§ **TASK REQUIREMENTS**
What is needed is an exact copy of all the entries below.

-- INPUT RECORDS follows --

PR #590, opened 2025-01-05
Add an ArtifactManager to allows unified managing of artifacts

laeubi:
Caching can greatly improve performance, basically P2 has two concepts
of where caching can occur, the transport and artifacts that can
originate from different sources. Currently there is only a CacheManger
for handling the first case and nothing for the second, maybe even more
important case. Because of this there are different approaches out in
the wild e.g. PDE Bundle Pools, Oomph shared P2 pools, and Tycho is
using its own cache in the m2 repository, but all of them suffer from
the fact that there is no real convenient entry point so different
things needs to be enhanced an managed.

This now adds a new abstraction service the ArtifactManager that allows
to intercept the process of downloading a logical artifact from a given
location and possibly providing an equivalent one that is already
present locally. There is also a default implementation that simply
delegates to the transport directly as before.

This also includes a commit from 
- https://github.com/eclipse-equinox/p2/pull/483

to add a component property type for the service name that is then used here.

### DIFF
--- a/bundles/org.eclipse.equinox.p2.core/src/org/eclipse/equinox/p2/core/spi/AgentServiceName.java
+++ b/bundles/org.eclipse.equinox.p2.core/src/org/eclipse/equinox/p2/core/spi/AgentServiceName.java
@@ -23,14 +23,14 @@ import org.osgi.service.component.annotations.ComponentPropertyType;
 /**
  * This component property type can be used to annotate a declarative service
  * component that provides an {@link IAgentServiceFactory} to provides the
- * required {@link IAgentServiceFactory#PROP_CREATED_SERVICE_NAME}.
+ * required {@link IAgentServiceFactory#PROP_AGENT_SERVICE_NAME}.
  *
  * @since 2.13
  */
 @Retention(CLASS)
 @Target(TYPE)
 @ComponentPropertyType
-public @interface AgentServicename {
+public @interface AgentServiceName {
 
 	public static final String PREFIX_ = "p2."; //$NON-NLS-1$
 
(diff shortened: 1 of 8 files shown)


merks (approved):
Looks generally fine.  I've not looked in great details.

bundles/org.eclipse.equinox.p2.core/src/org/eclipse/equinox/p2/core/spi/AgentServiceName.java
```diff
@@ -23,14 +23,14 @@
...
- * required {@link IAgentServiceFactory#PROP_CREATED_SERVICE_NAME}.
+ * required {@link IAgentServiceFactory#PROP_AGENT_SERVICE_NAME}.
  *
  * @since 2.13
  */
 @Retention(CLASS)
 @Target(TYPE)
 @ComponentPropertyType
-public @interface AgentServicename {
+public @interface AgentServiceName {
```
HannesWell, line 33: I think the change is reasonable, I just wanted to mention that renamings that just change the case of some letters in a file name cause funny side-effects on Windows because the file-system is case-insensitive and then git gets confused.
But one just has to get along with that.

laeubi: As the class is actually new (I just renamed it in the PR for the sake of testing) it hopefully do not confuses windows to much :-)

merks: I appreciate the improved name.  It looks like a typo before.  😕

-- INPUT RECORDS concluded --

§ **RESPONSE AREA**
PR #590, opened 2025-01-05
Add an ArtifactManager to allows unified managing of artifacts

laeubi:
Caching can greatly improve performance, basically P2 has two concepts
of where caching can occur, the transport and artifacts that can
originate from different sources. Currently there is only a CacheManger
for handling the first case and nothing for the second, maybe even more
important case. Because of this there are different approaches out in
the wild e.g. PDE Bundle Pools, Oomph shared P2 pools, and Tycho is
using its own cache in the m2 repository, but all of them suffer from
the fact that there is no real convenient entry point so different
things needs to be enhanced an managed.

This now adds a new abstraction service the ArtifactManager that allows
to intercept the process of downloading a logical artifact from a given
location and possibly providing an equivalent one that is already
present locally. There is also a default implementation that simply
delegates to the transport directly as before.

This also includes a commit from 
- https://github.com/eclipse-equinox/p2/pull/483

to add a component property type for the service name that is then used here.

### DIFF
--- a/bundles/org.eclipse.equinox.p2.core/src/org/eclipse/equinox/p2/core/spi/AgentServiceName.java
+++ b/bundles/org.eclipse.equinox.p2.core/src/org/eclipse/equinox/p2/core/spi/AgentServiceName.java
@@ -23,14 +23,14 @@ import org.osgi.service.component.annotations.ComponentPropertyType;
 /**
  * This component property type can be used to annotate a declarative service
  * component that provides an {@link IAgentServiceFactory} to provides the
- * required {@link IAgentServiceFactory#PROP_CREATED_SERVICE_NAME}.
+ * required {@link IAgentServiceFactory#PROP_AGENT_SERVICE_NAME}.
  *
  * @since 2.13
  */
 @Retention(CLASS)
 @Target(TYPE)
 @ComponentPropertyType
-public @interface AgentServicename {
+public @interface AgentServiceName {
 
 	public static final String PREFIX_ = "p2."; //$NON-NLS-1$
 
(diff shortened: 1 of 8 files shown)


merks (approved):
Looks generally fine.  I've not looked in great details.

bundles/org.eclipse.equinox.p2.core/src/org/eclipse/equinox/p2/core/spi/AgentServiceName.java
```diff
@@ -23,14 +23,14 @@
...
- * required {@link IAgentServiceFactory#PROP_CREATED_SERVICE_NAME}.
+ * required {@link IAgentServiceFactory#PROP_AGENT_SERVICE_NAME}.
  *
  * @since 2.13
  */
 @Retention(CLASS)
 @Target(TYPE)
 @ComponentPropertyType
-public @interface AgentServicename {
+public @interface AgentServiceName {
```
HannesWell, line 33: I think the change is reasonable, I just wanted to mention that renamings that just change the case of some letters in a file name cause funny side-effects on Windows because the file-system is case-insensitive and then git gets confused.
But one just has to get along with that.

laeubi: As the class is actually new (I just renamed it in the PR for the sake of testing) it hopefully do not confuses windows to much :-)

merks: I appreciate the improved name.  It looks like a typo before.  😕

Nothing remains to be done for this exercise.